Educate about the condition: Many adult children were told nothing about what was wrong with their parent—even as adults, they know little about their parent’s diagnosis. It’s critical that mental health professionals educate and guide these adult children. They must help them identify illness behaviors and consult with them about decisions the family makes to accommodate the parent.

Validate individual experience: The vast majority of people whose parents have a mental health condition don’t develop one themselves. However, this group has often been portrayed as unavoidably affected by their parent’s “dysfunction.” Each adult child will have their unique story to tell, and shouldn’t be negatively labeled. Providers should help remove this stereotype by validating these adult children’s unique experiences.

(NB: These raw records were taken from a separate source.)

Issue #1268, opened 2019-08-07
[Android] Content is missing on long posts in html mode


marecar3:
If there is some long post that should be presented in HTML mode e.g. https://gist.github.com/hypest/25e6d96b9c45ce92770f3c4c7ccafa9d

HTML editor won't show any content as a result of: `ReactEditText not displayed because it is too large to fit into a software layer (or drawing cache), needs 18616320 bytes, only 18432000 available`

marecar3:
There is an active PR: https://github.com/wordpress-mobile/gutenberg-mobile/pull/1277
which solves the issue.
But as it's explained in this comment: https://github.com/wordpress-mobile/gutenberg-mobile/pull/1277#issuecomment-521997921
we would need to go deeper and then to see if we can solve it in a better way.

daniloercoli:
I've investigated the issue as part of the current sprint and think i found something interesting:

- **The issue is only available on Android 8.X**
I was not able to reproduce it on devices running Android 7, and Android 9.

- As already mentioned in the  original proposed PR, even if we set the whole ReactView to "software layer", the warning `W/View: ReactEditText not displayed because it is too large to fit into a software layer (or drawing cache), needs 112216320 bytes, only 8294400`  is still available in the log.

- The ReactEditText component already has a workaround that sets its layer type to "software". [See here](https://github.com/facebook/react-native/blame/6991e28653e4ca44c811c9ad4564d064c90264b1/ReactAndroid/src/main/java/com/facebook/react/views/textinput/ReactEditText.java#L119).

With those above in mind I started to break our app by changing the native/web code, until I found that the culprit is the `ScrollView` that wraps the TextView used to display html code, added to give to TextView scrolling capabilities. [See here](https://github.com/WordPress/gutenberg/blob/master/packages/components/src/mobile/html-text-input/container.android.js#L14).

- If you replace `ScrollView` with the simpler `View` component, the HTML code is then correctly displayed, although no scrolling abilities. Very hard to scroll down.
- I tried with no luck to keep  `ScrollView` in place, and change the CSS styles applied to it.

**My conclusions:**
[...]

PR #1269, opened 2019-08-07
Hotfix/v1.10.1

marecar3:
Fixes https://github.com/wordpress-mobile/gutenberg-mobile/issues/1268

To test:

1. Open new Post
2. Toggle HTML editor mode
3. Copy content: https://gist.github.com/hypest/25e6d96b9c45ce92770f3c4c7ccafa9d
4. Paste into HTML editor

Result: Content should be visible

Update release notes:

### DIFF
--- a/RELEASE-NOTES.txt
+++ b/RELEASE-NOTES.txt
@@ -1,6 +1,6 @@
 1.10.1
 ------
-* Fix missing content on long posts in html mode
+* Fix missing content on long posts in html mode on Android
 
 1.10.0
 ------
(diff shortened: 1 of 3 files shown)


hypest:
Hmm, I think we shouldn't rush this into a hotfix, especially this late in the v13.0 Beta lifecycle (we are now in the middle of the second week as Beta). Let's instead target `develop` and we can target the 13.1 of the apps.

marecar3:
Thanks for the review @hypest!
Will change base branch.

Invite vulnerability: Many adult children have conflicting feelings about asking for help or depending on others. Most say that the experience of having a parent with a mental health condition did negatively affect them. Anxiety, feelings of hopelessness, repressed anger, “magical thinking,” feelings of defeat and a habit of being passive can combine to form a persistent depressed mood. However, they appear to be self-sufficient and competent. They rarely let others see the sadness and uncertainty they feel. Providers do an important service when they encourage these adult children to open up about their needs.

Provide support options: Adult children need networks of support outside their family; they need help creating a psychological buffer between themselves and their parent’s behavior. Adult children can be greatly helped by psychotherapy; they may also benefit from support groups and educational and self-help books.

Partners/Spouses:

Reach out with full information: Partners say they’ve suffered greatly from service providers’ neglect. They need and want information about their partner’s condition and help coping with it. They want this information to be practical and honest; it should cover topics of illness management, sexuality, single parenting, money management, economic hardship and handling their partner’s unusual behavior.

Assume help is needed: People sometimes assume that “other than the condition,” the family is doing fine. It’s more realistic for providers to assume that the family is not doing fine—that the community may stigmatize them, that the in-laws may blame the well partner, that the children need support, education and assistance, that the partner relationship is suffering, etc.

Make it safe to talk: The partner relationship is the only close family relationship that’s chosen and can be ended by divorce. Therefore, partners will be faced with agonizing uncertainty about how to weigh their own needs against those of their partner with the mental health condition. Partners must be able to confess their ambivalence about staying in the marriage (which is normal) without being made to feel they’re disloyal. Partners feel terrible when a provider tells them to leave the marriage or that it’s their “duty” to stay in it. They need to talk about their loneliness, their isolation and their emotional hardship without fearing that they’ll be judged.

Don’t assign blame: Partners don’t want their single-handed efforts to hold their family together to be misinterpreted as “infantilizing” their partner or causing their partner’s difficulties. Wives, in particular, complain that providers negatively stereotype them as “over-productive” partners who are wrecking their husband’s masculinity.

Encourage a support network: Partners need to be encouraged to build a life outside the home through work and through rewarding social and community activities, which may or may not include the ill partner. Meaningful work and friendships outside the family are great barriers against stress and caregiver burnout. Partners need help identifying and establishing a reliable network of support. Providers should help the partner learn to ask key people for certain things—friendship, compassion, help with the kids, advocacy for services or even help with finances.